Les Rafales du 1/7 effectuent leur première sortie à l'étranger à l'occasion de ce stage chez nos amis belges.

Deux belles lignes d'avions de chaque côté du taxiway "TLP" ...

Il ne manque que les Eurofighters qui sont stationnés à une extrémité de la base, à l'abri sous de discrètes hangarettes ...

TLP est un stage destiné aux équipages de l'OTAN. Le "Flying course", module de TLP, consiste à entrainer les personnels navigants à la préparation et à l'exécution de très gros vols d'ensemble.

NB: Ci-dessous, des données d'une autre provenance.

PR #626, opened 2018-05-23
Allow asa calls on non-table GroupNodes

kevinemoore:
Previously, calling _data on GroupNodes was only allowed if all the
node’s children were TableNodes with matching schemas. This change
allows _data to be called with an asa function to return all child-node
paths regardless of their type.

### DIFF
--- a/compiler/quilt/nodes.py
+++ b/compiler/quilt/nodes.py
@@ -50,7 +50,7 @@ class DataNode(Node):
     def _data(self, asa=None):
         """
         Returns the contents of the node: a dataframe or a file path, or passes
-        the node and its contents to a callable.        
+        the node and its contents to a callable.
         """
         if asa is not None:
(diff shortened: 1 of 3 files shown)


compiler/quilt/nodes.py
```diff
@@ -128,13 +128,14 @@ def _data(self, asa=None):
...
+        alldfs = True
         while stack:
             node = stack.pop()
             if isinstance(node, GroupNode):
                 stack.extend(child for _, child in sorted(node._items(), reverse=True))
             else:
                 if not isinstance(node._node, core.TableNode):
-                    raise ValueError("Group contains non-dataframe nodes")
+                    alldfs = False
                 if not node._node.hashes:
```
dimaryaz: You probably need to check for `node._node is None` now, too (same as in the previous PR)

PR #638, opened 2018-05-30
Support downloads of empty fragments

dimaryaz:
They are possible now that compression is optional.


dimaryaz:
Ha, yeah, the nginx setup is janky: not only does it add the "gzip" header to all fragments - compressed or not - but it adds it to error messages, too. So the real failure was probably a 404 or similar - but quilt failed to print out the error because of the incorrect header.

How did you reproduce this?

Also, in `no_upload_compression`, I'm removing the header - but then you'll need to uncompress all of the stored fragments. I'll add a script for that.

PR #647, opened 2018-06-07
Mixpanel tracking + config generation script

nl0:
## Description

Every history action is now being sent to mixpanel if configured (otherwise just printed to the console).

Also, there's now a script to generate a config file for production: `npm run config $PROD_ENV_FILE` (result is written to `config.js`)

### DIFF
--- a/catalog/app/utils/tracking.js
+++ b/catalog/app/utils/tracking.js
@@ -1,0 +1,45 @@
+import { takeEvery, select } from 'redux-saga/effects';
+
+const loadMixpanel = (token) =>
+  import('mixpanel-browser')
+    .then((mp) => {
+      mp.init(token);
+      return mp;
+    });
+
+const consoleTracker = Promise.resolve({
+  // eslint-disable-next-line no-console
+  track: (evt, opts) => console.log(`track: ${evt}`, opts),
+});
+
+export const mkTracker = (token) => {
+  const tracker = token ? loadMixpanel(token) : consoleTracker;
+
+  return {
+    nav: (loc, user) => tracker.then((inst) =>
+      inst.track('WEB', {
+        type: 'navigation',
+        origin: window.location.origin,
+        location: `${loc.pathname}${loc.search}${loc.hash}`,
+        user,
+      })),
+  };
+};
+
+export default function* tracking({
+  selectUsername,
+  locationChangeAction,
+  routerStartAction,
+  token,
+}) {
+  const tracker = mkTracker(token);
+  let started = false;
+  yield takeEvery([locationChangeAction, routerStartAction], function* onLocationChange({ type, payload: location }) {
+    if (!started) {
+      if (type !== routerStartAction) return;
+      started = true;
+    }
+    const user = yield select(selectUsername);
+    tracker.nav(location, user);
+  });
+}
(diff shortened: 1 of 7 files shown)


nl0:
@akarve pls review

catalog/package.json
```diff
@@ -41,7 +41,8 @@
     "test:clean": "rimraf ./coverage",
     "test": "cross-env NODE_ENV=test jest --coverage",
     "test:watch": "cross-env NODE_ENV=test jest --watchAll",
-    "coveralls": "cat ./coverage/lcov.info | coveralls"
+    "coveralls": "cat ./coverage/lcov.info | coveralls",
+    "config": "sh -c 'env $(grep -v '^#' $0 | xargs) envsubst < config.js.tmpl > config.js'"
```
akarve: do we really need to use `grep` to filter out comments? bash will ignore them anyway if we need it the regex for comments is more like `'^\s*#'`.

akarve: this line does not work as written (I'm on Mac); when fixed please document in catalog/README.md

catalog/app/utils/tracking.js
```diff
@@ -0,0 +1,23 @@
...
+  // eslint-disable-next-line no-console
+  track: (evt, opts) => console.log(`track: ${evt}`, opts),
+});
+
+export default (token) => {
+  const tracker = token ? loadMixpanel(token) : consoleTracker;
+
+  return {
+    nav: (loc, action = 'LOAD') => tracker.then((inst) =>
+      inst.track('Navigation', {
```
akarve: let's reorganize and add a few fields:
```
inst.track('WEB', {
  location: `${loc.pathname}${loc.search}${loc.hash}`,
  origin: loc.origin,
  type: 'navigation',
  user: $USERNAME,
})
```

nl0: done

catalog/package.json
nl0: ok, now it's using bash parsing (via `source`).

> this line does not work as written (I'm on Mac)

@akarve could you please provide your input / output? i'm on mac also, but it works for me

catalog/app/utils/tracking.js
```diff
@@ -0,0 +1,45 @@
...
+  selectUsername,
+  locationChangeAction,
+  routerStartAction,
+  token,
+}) {
+  const tracker = mkTracker(token);
+
+  let started = false;
+
+  while (true) {
```
akarve: for some reason, this makes me nervous. isn't it better to use `yield take(LOCATION_CHANGE|ROUTER_START, nav)`...?

akarve: ^ We could do that in App/sagas.js

nl0: > We could do that in App/sagas.js

@akarve `App/sagas.js` is reworked heavily in #518, so i was avoiding doing anything there for now.

> for some reason, this makes me nervous.

what exactly?

>  isn't it better to use yield take(LOCATION_CHANGE|ROUTER_START, nav)...?

you mean `takeEvery`? like, forking on every action instead of using a blocking loop?

nl0:
@akarve under the hood `takeEvery` uses similar approach, listening for actions and forking sagas (this loop is in a generator function, so it's nothing dangerous), but i hear you -- i'll tweak the code to use `takeEvery`.

nl0:
@akarve done

PR #648, opened 2018-06-07
Load by package hash

kevinemoore:
Extend the load command to allow find package instances by their hash.

## Description
This PR implemented loading local package instances by hash (assigning local tags and versions isn't supported yet).

## TODO
Add support for load by tag and version (separate PR after local tags and versions are implemented)

### DIFF
--- a/compiler/quilt/tools/command.py
+++ b/compiler/quilt/tools/command.py
@@ -1281,16 +1281,19 @@ def reset_password(team, username):
 
 def _load(package):
     info = parse_package_extended(package)
-    team, user, name = info.team, info.user, info.name
-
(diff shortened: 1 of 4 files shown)


compiler/quilt/tools/command.py
```diff
@@ -1281,16 +1281,19 @@ def reset_password(team, username):
 
 def _load(package):
     info = parse_package_extended(package)
-    team, user, name = info.team, info.user, info.name
-
-    pkgobj = PackageStore.find_package(team, user, name)
+    pkgobj = PackageStore.find_package(info.team,
```
dimaryaz: Can you also make it fail if a tag or a version is specified?

PR #652, opened 2018-06-08
Let's not use ubuntu:latest in our Dockerfiles

dimaryaz:
That causes accidental OS upgrades. Hardcode 16.04, which is what we've been using.


akarve:
Does this interfere with father's fargate's ability to manage patch level?

dimaryaz:
No, that's for our own Docker image. We don't control how Fargate itself patches things.

PR #656, opened 2018-06-13
Make fragment store read-only

dimaryaz:
The user should not modify the store fragments since that would change their hashes - so let's make them read-only.


akarve:
Windows CI is unhappy on what look like permission errors in the unit tests:
https://ci.appveyor.com/project/akarve/quilt/build/1.0.402/job/gv7ftu3vhmbhkae1

PR #667, opened 2018-06-28
registry: add env_config.py

nl0:
## Description

Add `env_config.py`: config file that takes the values from the environment

### DIFF
--- a/registry/quilt_server/env_config.py
+++ b/registry/quilt_server/env_config.py
@@ -1,0 +1,40 @@
+"""
+Config file that takes configuration from the environment.
+Overrides values in config.py.
+"""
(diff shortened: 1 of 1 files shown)


nl0:
@dimaryaz @akarve @meffij I was continuously annoyed by the necessity of editing the config files directly and inability to set the required config values via env vars, so I've created this config, which is more convenient when running the registry in docker-compose or similar docker-based environment

nl0:
actually, I would propose to keep only the base config file going forward (with some adjustments, of course) and get rid of the other `*_config.py` files to make things simpler (see https://12factor.net/config for more info)

PR #677, opened 2018-07-01
utils/reactTools: JSDoc comments and little tweaks

nl0:
rtm


nl0:
> This merits a mention in the developer README. i.e. if you plan to use HOCs as the main way to render components then there should be a note on how and why.

ok, i'll add some notes on this going forward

La difficulté croissant tout au long des quatre semaines de stage, la fatigue et le stress se font de plus en plus perceptibles, y compris pour les mécaniciens soumis comme tous à de nombreuses contraintes.

Lors de cette édition, huit nations étaient représentées :

     - l'Italie avec deux AMX et deux F-16,

     - la France avec deux Rafale F2.2 , deux Mirage 2000N et deux Mirage 2000 RDI,

     - Le Royaume Uni avec quatre Jaguar et deux Typhoon (Eurofighter),

     - L'Allemagne avec quatre Tornado,

     - Les Etats Unis avec trois F-15C,

     - La Norvège avec quatre F-16,

     - La Grèce avec deux Mirage 2000,

     - La Belgique avec de nombreux F-16.

Des moyens externes à TLP étaient également engagés : AWACS, avions de brouillage offensif, ...

Conformément aux exercices OTAN, à TLP deux camps s'affrontent sur un théâtre d'opérations fictif allant de l'Allemagne à l'Ecosse : les "Blue" et les "Red".

Les "Blue" constituent un ou plusieurs raids ayant un objectif à atteindre chez les "Red" : avions d'attaque au sol ou de reconnaissance protégés par des chasseurs.

Les "Red" ne comptent que des avions de défense aérienne dont le seul but est d'arrêter les raids "Blue".

Les Rafale étaient intégrés parmi les "Blue", autant pour leur capacité d'attaque au sol que pour leur capacité de défense aérienne. Les Typhoon, quant à eux, étaient "Red".

Dès les premières préparations, la possibilité qu'à le Rafale de traiter jusqu'à six objectifs simultanément (AASM) a été unanimement appréciée.

Il est vrai que d'autres appareils sont capables de tirer plusieurs DMPI (Desired Mean Point of Impact) mais pas en si grand nombre pour chaque avion et pas simultanément.

Mais quand on a aussi la capacité de faire de l'air-air, alors ...

Partager ses connaissances, son expérience et faire preuve d'imagination, voilà le mot d'ordre à TLP. Des échanges enrichissants pour tous, pilotes, navigateurs et mécaniciens.

Pour ceux qui spéculaient sur un "affrontement" Rafale - Typhoon, sachez que ces derniers ne se sont pas approchés de nos avions. En revanche, les discussions entre les équipages français et anglais montrent une grande similitude entre les machines et les méthodes de travail.